Last week, The New York Times reported that this administration has said it will take a harder line on anti-trust legislation, in diverse sectors of the economy including agriculture. Perhaps its premature to tell what this will look like, but enforcing the laws that we already have on the books would be a great start to building a better food system.
This is because the largest sectors of the agribusiness world (grain, meatpacking, biotechnology, etc) are monopolizing food from seed to supermarket shelf and thereby deciding what we can (and can't) buy and eat across this country, and by extension, the world.
These are the companies that are trying to efficiently process tens of thousands of cows per day -- cows that have been lined up in Concentrated Animal Feeding Operations (CAFOs) and fed grain (more efficient than using land to feed them their natural diet of grass), pumped with hormones and other antibiotics to keep them from dying, which means a glut on the market of cheap (anti-biotic-filled) beef. And these are the companies that are creating the seeds -- those seeds that the farmer can't even save for fear of litigation -- to grow the crops that require the use of their pesticides, and which produce a proliferation of fast food.
Yes, efficiency is the bottom line in our current agricultural system. Not safety, not health, or least of all taste; no, for a corporation that is beholden first to it's shareholders, its all about the quickest way to get to the bottom line. Besides exacerbating obesity, heart disease and diabetes cases, this kind of thinking can only be limited in its long term ability to maintain itself, because it refuses to take a holistic approach to creating goods for the common good. In other words, we know it can't be sustained, and therefore it is not sustainable.
But these mega-companies aren't fully to blame, because this is what our economic system has been set up to do for thirty years or more: build a conflagration of trusts.
Will Obama pull a Teddy Roosevelt and begin a new era of trust-busting?
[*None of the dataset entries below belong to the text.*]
PR #15525, opened 2022-11-21
Fix Vault managed intermediate PKI bug

kisunji:
### Description
If you are 1) using Vault as a Consul Connect CA, 2) using Vault-managed policies (i.e. you are bringing external existing Vault mounts to use as CA instead of giving Consul privileges to make mounts itself), and 3) have an empty intermediate PKI mount, Consul will fail to startup the CA Manager.

People have gotten around this issue by adding a dummy cert in the intermediate PKI mount but this PR aims to fix the root cause.

* Added test that fails without the code changes

### Links
Vault as CA reference: https://developer.hashicorp.com/consul/docs/connect/ca/vault#vault-acl-policies

### PR Checklist

* [x] updated test coverage
* [x] not a security concern

### DIFF
--- a/agent/connect/ca/provider_vault.go
+++ b/agent/connect/ca/provider_vault.go
@@ -71,6 +71,11 @@ type VaultProvider struct {
 	spiffeID  *connect.SpiffeIDSigning
 	logger    hclog.Logger
 
+	// isConsulMountedIntermediate is used to determine if we should tune the
+	// mount if the VaultProvider is ever reconfigured. This is at most a
+	// "best guess" to determine whether this instance of Consul created the
+	// intermediate mount but will not be able to tell if an existing mount
+	// was created by Consul (in a previous running instance) or was external.
 	isConsulMountedIntermediate bool
 }
 
@@ -398,29 +403,33 @@ func (v *VaultProvider) setupIntermediatePKIPath() error {
 			return fmt.Errorf("unexpected error while fetching intermediate CA: %w", err)
 		}
 	} else {
-		// If Consul was responsible for mounting the intermediate PKI path
-		// we should update the mount with any new config.
-		if v.isConsulMountedIntermediate {
-			// This codepath requires the Vault policy:
-			//
-			//   path "/sys/mounts/<intermediate_pki_path>/tune" {
-			//     capabilities = [ "update" ]
-			//   }
-			//
-			err := v.tuneMountNamespaced(v.config.IntermediatePKINamespace, v.config.IntermediatePKIPath, &mountConfig)
-			if err != nil {
+		v.logger.Info("Found existing Intermediate PKI path mount",
+			"namespace", v.config.IntermediatePKINamespace,
+			"path", v.config.IntermediatePKIPath,
+		)
+
+		// This codepath requires the Vault policy:
+		//
+		//   path "/sys/mounts/<intermediate_pki_path>/tune" {
+		//     capabilities = [ "update" ]
+		//   }
+		//
+		err := v.tuneMountNamespaced(v.config.IntermediatePKINamespace, v.config.IntermediatePKIPath, &mountConfig)
+		if err != nil {
+			if v.isConsulMountedIntermediate {
 				v.logger.Warn("Intermediate PKI path was mounted by Consul but could not be tuned",
+					"namespace", v.config.IntermediatePKINamespace,
+					"path", v.config.IntermediatePKIPath,
+					"error", err,
+				)
+			} else {
+				v.logger.Debug("Failed to tune Intermediate PKI mount. 403 Forbidden is expected if Consul does not have tune capabilities for the Intermediate PKI mount (i.e. using Vault-managed policies)",
 					"namespace", v.config.IntermediatePKINamespace,
 					"path", v.config.IntermediatePKIPath,
 					"error", err,
 				)
 			}
 
-		} else {
-			v.logger.Info("Found existing Intermediate PKI path mount",
-				"namespace", v.config.IntermediatePKINamespace,
-				"path", v.config.IntermediatePKIPath,
-			)
 		}
 	}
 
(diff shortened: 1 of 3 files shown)


agent/connect/ca/provider_vault.go
```diff
@@ -381,19 +384,47 @@ func (v *VaultProvider) setupIntermediatePKIPath() error {
...
+				return fmt.Errorf("failed to mount intermediate PKI backend: %w", err)
 			}
+			// Required to determine if we should tune the mount
+			// if the VaultProvider is ever reconfigured.
+			v.isConsulMountedIntermediate = true
+
+		} else if err == ErrBackendNotInitialized {
+			// If this is the first time calling setupIntermediatePKIPath, the backend
+			// will not have been initialized. Since the mount is ready we can suppress
+			// this error.
```
kisunji, line 396: This `else if` block is the bugfix

agent/connect/ca/provider_vault.go
```diff
@@ -381,19 +384,47 @@ func (v *VaultProvider) setupIntermediatePKIPath() error {
...
+					"error", err,
+				)
+			}
+
+		} else {
+			v.logger.Info("Found existing Intermediate PKI path mount",
+				"namespace", v.config.IntermediatePKINamespace,
+				"path", v.config.IntermediatePKIPath,
+			)
 		}
```
kisunji, line 424: Since tuning the mount is only relevant for Consul-managed, I added a conditional to skip since otherwise you'd see an ominous WARN in the logs on startup.

This isn't the cleanest way to determine if the provider is "Consul-managed" or "Vault-managed" but introducing explicit configuration requires some more consideration around default/missing values.

agent/connect/ca/provider_vault.go
```diff
@@ -381,19 +384,47 @@ func (v *VaultProvider) setupIntermediatePKIPath() error {
...
 	}
 
-	// Create the role for issuing leaf certs if it doesn't exist yet
+	// Create the role for issuing leaf certs
```
kisunji, line 427: Updating comment to match code, since it no longer checks for existence

agent/connect/ca/provider_vault.go
jkirschner-hashicorp: Tuning this mount really only matters if the mount's `MaxLeaseTTL` is lower than the `IntermediateCertTTL`. Otherwise, tuning the config has no effect, as the [intermediate CA cert will still be issued with the requested TTL](https://github.com/hashicorp/consul/blob/b1013e06b56f522cbb96d24eb08a7dbd9d2c2d05/agent/connect/ca/provider_vault.go#LL587C39-L587C39).

I think I heard, though haven't tested, that if you ask Vault to generate a cert (i.e., intermediate CA cert) with a TTL greater than `MaxLeaseTTL`, the operation will still succeed, the TTL will just be truncated to `MaxLeaseTTL`. So everything will still *work*, it's just that the intermediate CA cert will expire sooner than configured. (Unless there's something about our "attempt to renew at 50% of lifetime" math that breaks because it depends on `IntermediateCertTTL` rather than the TTL of the actual issuer cert.)

cipherboy: I think its somewhat short: https://developer.hashicorp.com/vault/docs/concepts/tokens#the-general-case -- 32 days.

You'll definitely want to read the cert's actual validity period rather than assuming the TTL is OK, not sure if that's useful in this PR or a follow-up though.

Also, I think in 1.11+, we've started adding a warning in this event, but obviously that doesn't help Vault <= 1.10...

cipherboy (approved):
Another ACK from the Vault side of things, looks nice @kisunji!

agent/connect/ca/provider_vault.go
```diff
@@ -381,19 +384,47 @@ func (v *VaultProvider) setupIntermediatePKIPath() error {
 				Config:      mountConfig,
 			})
 			if err != nil {
-				return err
+				return fmt.Errorf("failed to mount intermediate PKI backend: %w", err)
 			}
+			// Required to determine if we should tune the mount
+			// if the VaultProvider is ever reconfigured.
+			v.isConsulMountedIntermediate = true
+
```
rboyer, line 392: On an earlier meeting did we decide that this needed a `fallthrough` like the root-generate switch had?

kisunji: When we talked I thought I should be initializing the mount from within `setupIntermediatePKIPath` but realized it wasn't necessary to do that here. So all we need to do is prevent error-ing out here and other codepaths like `generateIntermediateCSR` below will initialize the mount as necessary.

kisunji: So if we do end up mounting the intermediate PKI, there's no other action to be done (unlike `GenerateRoot` which is actually responsible for mounting+initializing+generating).

I thought about making the code paths for root and intermediate more parallel to each other but deferred it to future Chris

agent/connect/ca/provider_vault.go
```diff
@@ -381,19 +384,47 @@ func (v *VaultProvider) setupIntermediatePKIPath() error {
 				Config:      mountConfig,
 			})
 			if err != nil {
-				return err
+				return fmt.Errorf("failed to mount intermediate PKI backend: %w", err)
 			}
+			// Required to determine if we should tune the mount
+			// if the VaultProvider is ever reconfigured.
+			v.isConsulMountedIntermediate = true
```
rboyer, line 391: Note: this would only get set to true the FIRST time a consul instance ran through this code. After the mount existed it wouldn't set this if it matters.

kisunji: Yeah I intended it to be a "best guess" field that only sets if the `VaultProvider` EVER creates the intermediate mount. If the mount ever existed then we'll never attempt to tune the mount but output a log to help operators diagnose it if they're ever confused by the behavior.

rboyer (approved):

Here's hoping he will, and that he begins with Big Ag.
Last week on The Leonard Lopate Show, when he was asked how taking a harder line on anti-trust law could effect the food industry, Michael Pollan responded:
"It's very significant, actually, because you have more concentration in the food industry than in just about any other industry. Most anti-trust experts say that if 4 [or fewer] companies control 40% or more of a marketplace, it's not competitive. And in food we have that in meatpacking, [where] there are 4 companies that control 85% of the beef, [and in] seed production, fertilizer production... there is this tight little hourglass in the food industry, [which means] lots of farmers, very few buyers, which forces farmers to take prices, they have no control over prices at all. So if indeed we were to push an anti-trust agenda in the food industry, it would be the best thing for farmers and the best thing for consumers."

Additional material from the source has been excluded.